== Supplied data ==
PR #1406, opened 2020-11-14
make build reproducible

hboutemy:
see https://maven.apache.org/guides/mini/guide-reproducible-builds.html

on next release, I'll independently check rebuild vs the reference binaries you'll have pushed to Central repository and publish the result on https://github.com/jvm-repo-rebuild/reproducible-central


rohanKanojia (approved):

hboutemy:
thank you @rohanKanojia 
can you associate the milestone, please?

Issue #2586, opened 2024-06-23
We 100% need a cooldown on sound emotes


Skarletto:
brief is just YawnsYawnsYawnsYawnsYawnsYawnsYawnsYawnsYawnsYawnsYawnsYawnsYawnsYawnsYawnsYawnsYawnsYawns because marines think it's HILARIOUS to spam sounds

my brain

Dutch-VanDerLinde:
It's done

PR #2660, opened 2024-06-28
New MP Whistle now mutes anyone in an area who can't give orders

Vermidia:
## About the PR

This new red whistle will now mute anyone (except the user) in an area (radius 5, same as it's whistle range) who cannot give orders and is a marine.

## Why / Balance

Mutes emote spammers and chatting, allowing briefings to be a little more peaceful. Kinda tackles the problem in #2586 but not quite in the way requested.

The full suggestion also would've made it not effect MP but they currently don't have any unique components so it currently does effect them.

## Technical details

Add new system ApplyStatusToAreaonActivationSystem which currently only activates when something is used inhand. Applies a status in an area. Has blacklist and whitelist functionality.

## Media

https://github.com/RMC-14/RMC-14/assets/32827189/6b93c528-fe8b-4c19-bb00-5d05980d35f3

## Breaking changes

Nah

**Changelog**

:cl:
- add: MP Whistle will now mute marines who hear them, except for anyone who can give orders.

### DIFF
--- a/Content.Server/_RMC14/Abilities/ApplyStatusToAreaOnActivateComponent.cs
+++ b/Content.Server/_RMC14/Abilities/ApplyStatusToAreaOnActivateComponent.cs
@@ -1,0 +1,18 @@
+
+namespace Content.Server._RMC14.Abilities;
+
+[RegisterComponent]
+public sealed partial class ApplyStatusToAreaOnActivateComponent : Component
+{
+    [DataField]
+    public string Key = default!;
+
+    [DataField]
+    public string Component = String.Empty;
+
+    [DataField]
+    public float Time = 1.0f; //In Seconds
+
+    [DataField]
+    public float Range = 1;
+}
--- a/Content.Server/_RMC14/Abilities/ApplyStatusToAreaOnActivateComponent.cs
+++ b/Content.Server/_RMC14/Abilities/ApplyStatusToAreaOnActivateComponent.cs
@@ -21,7 +21,7 @@ public sealed partial class ApplyStatusToAreaOnActivateComponent : Component
     public EntityWhitelist? Blacklist = null;
 
     [DataField]
-    public EntityWhitelist? WhiteList = null;
+    public EntityWhitelist? Whitelist = null;
 
     [DataField]
     public bool ApplyToSelf = false;
--- a/Content.Server/_RMC14/Abilities/ApplyStatusToAreaOnActivateComponent.cs
+++ b/Content.Server/_RMC14/Abilities/ApplyStatusToAreaOnActivateComponent.cs
@@ -1,3 +1,4 @@
+using Content.Shared.Whitelist;
 
 namespace Content.Server._RMC14.Abilities;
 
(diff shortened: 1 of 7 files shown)


skypatrol21:
I use the whistle a lot to get attention and give orders both as FTL and SL while in combat. I feel like this would just make the item useless in combat. I think spammers is an admin issue that should be addressed with a boink, especially since the server is suppose to be mrp. Muting marines in combat might prevent important conversations from happening while not in yet, I can already see a JTAC being muted by the whistle and delaying an airstrike or mortar barrage by precious seconds.

Vermidia:
The main problem is there can be a few spammers and they can be hard to manage. I could make the range or duration much shorter, it's mostly supposed to be a quick attention grabber.

Vermidia:
Ok, made a specific MP whistle that's red and does the muting effect. For now, all MP roles will start with one on their necks, but it should probably move into the vendor when that's done.

QuietlyWhisper:
Smug wants to think about it, but this can also go well with policing skill for the mp which is not done yet!

QuietlyWhisper:
Oh actually you're probably right, the skill is there it's just not used for anything

Vermidia:
Ok, added skill support to the component (not in the prettiest way tbh, UseInHandEvent isn't great) that'll only have the status effect go off if the user has 2> police skill.

QuietlyWhisper:
Can you provide more examples of use case

skypatrol21:
As an MP whistle, this is actually a really cool idea mb for not understanding it at first.

Vermidia:
Other than silencing people during briefing, it'd ideally probably be used to stop arguments or rioters for a brief amount of time, at least enough for the MP to try to get a word in.
You wouldn't really use it when trying to arrest someone because you probably need them to speak their case.

QuietlyWhisper:
Can you ensure this does not affect other MP or the user?

QuietlyWhisper:
I'm trying to test this but the effect doesn't appear to work

Vermidia:
Yeah I broke it for a bit. Atm it works off a whitelist and blacklist. I can try to have a "skill blacklist" too.

Skarletto:
I don't think emote spammers should be an MP issue
Interesting item, but I don't think giving MPs an item that can essentially mute RP is a good idea. I of course don't believe emote spammers are RP, but that shouldn't be fixed by an ingame item. I don't see any reason to mute arguments if people are having them at all.
Mutinies are rare, and usually those are dealt with using violence, not words.

DrSmugleaf (changes requested):
Same opinion as Skarlet, I don't feel like this actually addresses an issue or that it gives the MPs something they need, as cool of an idea as it seems to me too, it just makes the MP very oppressive to anyone that happens to be within range of them.
If it's trying to fix emote spam, that should be fixed with a delay on emotes, if it's trying to fix verbally disruptive captives, that should be fixed with isolation in the brig or in the case of treasonous talk, the corresponding punishment.
The cooldown is also too low, 3 second cooldown for a 5 second mute is a perma mute. It also makes it hard for anyone nearby to communicate with the MP or in general, and someone just spamming out chat while getting arrested which is the use-case for this item isn't even a big deal, while preventing someone from explaining themselves and being very frustrating to play against.
I don't think the concept is unworkable, but I don't really see how those things could be fixed either.

Vermidia:
Yeah that's fair. I'll close this for now.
===
▶ Problem: Recreate the listing word for word, omitting nothing.

▶ Response:
PR #1406, opened 2020-11-14
make build reproducible

hboutemy:
see https://maven.apache.org/guides/mini/guide-reproducible-builds.html

on next release, I'll independently check rebuild vs the reference binaries you'll have pushed to Central repository and publish the result on https://github.com/jvm-repo-rebuild/reproducible-central


rohanKanojia (approved):

hboutemy:
thank you @rohanKanojia 
can you associate the milestone, please?

Issue #2586, opened 2024-06-23
We 100% need a cooldown on sound emotes


Skarletto:
brief is just YawnsYawnsYawnsYawnsYawnsYawnsYawnsYawnsYawnsYawnsYawnsYawnsYawnsYawnsYawnsYawnsYawnsYawns because marines think it's HILARIOUS to spam sounds

my brain

Dutch-VanDerLinde:
It's done

PR #2660, opened 2024-06-28
New MP Whistle now mutes anyone in an area who can't give orders

Vermidia:
## About the PR

This new red whistle will now mute anyone (except the user) in an area (radius 5, same as it's whistle range) who cannot give orders and is a marine.

## Why / Balance

Mutes emote spammers and chatting, allowing briefings to be a little more peaceful. Kinda tackles the problem in #2586 but not quite in the way requested.

The full suggestion also would've made it not effect MP but they currently don't have any unique components so it currently does effect them.

## Technical details

Add new system ApplyStatusToAreaonActivationSystem which currently only activates when something is used inhand. Applies a status in an area. Has blacklist and whitelist functionality.

## Media

https://github.com/RMC-14/RMC-14/assets/32827189/6b93c528-fe8b-4c19-bb00-5d05980d35f3

## Breaking changes

Nah

**Changelog**

:cl:
- add: MP Whistle will now mute marines who hear them, except for anyone who can give orders.

### DIFF
--- a/Content.Server/_RMC14/Abilities/ApplyStatusToAreaOnActivateComponent.cs
+++ b/Content.Server/_RMC14/Abilities/ApplyStatusToAreaOnActivateComponent.cs
@@ -1,0 +1,18 @@
+
+namespace Content.Server._RMC14.Abilities;
+
+[RegisterComponent]
+public sealed partial class ApplyStatusToAreaOnActivateComponent : Component
+{
+    [DataField]
+    public string Key = default!;
+
+    [DataField]
+    public string Component = String.Empty;
+
+    [DataField]
+    public float Time = 1.0f; //In Seconds
+
+    [DataField]
+    public float Range = 1;
+}
--- a/Content.Server/_RMC14/Abilities/ApplyStatusToAreaOnActivateComponent.cs
+++ b/Content.Server/_RMC14/Abilities/ApplyStatusToAreaOnActivateComponent.cs
@@ -21,7 +21,7 @@ public sealed partial class ApplyStatusToAreaOnActivateComponent : Component
     public EntityWhitelist? Blacklist = null;
 
     [DataField]
-    public EntityWhitelist? WhiteList = null;
+    public EntityWhitelist? Whitelist = null;
 
     [DataField]
     public bool ApplyToSelf = false;
--- a/Content.Server/_RMC14/Abilities/ApplyStatusToAreaOnActivateComponent.cs
+++ b/Content.Server/_RMC14/Abilities/ApplyStatusToAreaOnActivateComponent.cs
@@ -1,3 +1,4 @@
+using Content.Shared.Whitelist;
 
 namespace Content.Server._RMC14.Abilities;
 
(diff shortened: 1 of 7 files shown)


skypatrol21:
I use the whistle a lot to get attention and give orders both as FTL and SL while in combat. I feel like this would just make the item useless in combat. I think spammers is an admin issue that should be addressed with a boink, especially since the server is suppose to be mrp. Muting marines in combat might prevent important conversations from happening while not in yet, I can already see a JTAC being muted by the whistle and delaying an airstrike or mortar barrage by precious seconds.

Vermidia:
The main problem is there can be a few spammers and they can be hard to manage. I could make the range or duration much shorter, it's mostly supposed to be a quick attention grabber.

Vermidia:
Ok, made a specific MP whistle that's red and does the muting effect. For now, all MP roles will start with one on their necks, but it should probably move into the vendor when that's done.

QuietlyWhisper:
Smug wants to think about it, but this can also go well with policing skill for the mp which is not done yet!

QuietlyWhisper:
Oh actually you're probably right, the skill is there it's just not used for anything

Vermidia:
Ok, added skill support to the component (not in the prettiest way tbh, UseInHandEvent isn't great) that'll only have the status effect go off if the user has 2> police skill.

QuietlyWhisper:
Can you provide more examples of use case

skypatrol21:
As an MP whistle, this is actually a really cool idea mb for not understanding it at first.

Vermidia:
Other than silencing people during briefing, it'd ideally probably be used to stop arguments or rioters for a brief amount of time, at least enough for the MP to try to get a word in.
You wouldn't really use it when trying to arrest someone because you probably need them to speak their case.

QuietlyWhisper:
Can you ensure this does not affect other MP or the user?

QuietlyWhisper:
I'm trying to test this but the effect doesn't appear to work

Vermidia:
Yeah I broke it for a bit. Atm it works off a whitelist and blacklist. I can try to have a "skill blacklist" too.

Skarletto:
I don't think emote spammers should be an MP issue
Interesting item, but I don't think giving MPs an item that can essentially mute RP is a good idea. I of course don't believe emote spammers are RP, but that shouldn't be fixed by an ingame item. I don't see any reason to mute arguments if people are having them at all.
Mutinies are rare, and usually those are dealt with using violence, not words.

DrSmugleaf (changes requested):
Same opinion as Skarlet, I don't feel like this actually addresses an issue or that it gives the MPs something they need, as cool of an idea as it seems to me too, it just makes the MP very oppressive to anyone that happens to be within range of them.
If it's trying to fix emote spam, that should be fixed with a delay on emotes, if it's trying to fix verbally disruptive captives, that should be fixed with isolation in the brig or in the case of treasonous talk, the corresponding punishment.
The cooldown is also too low, 3 second cooldown for a 5 second mute is a perma mute. It also makes it hard for anyone nearby to communicate with the MP or in general, and someone just spamming out chat while getting arrested which is the use-case for this item isn't even a big deal, while preventing someone from explaining themselves and being very frustrating to play against.
I don't think the concept is unworkable, but I don't really see how those things could be fixed either.

Vermidia:
Yeah that's fair. I'll close this for now.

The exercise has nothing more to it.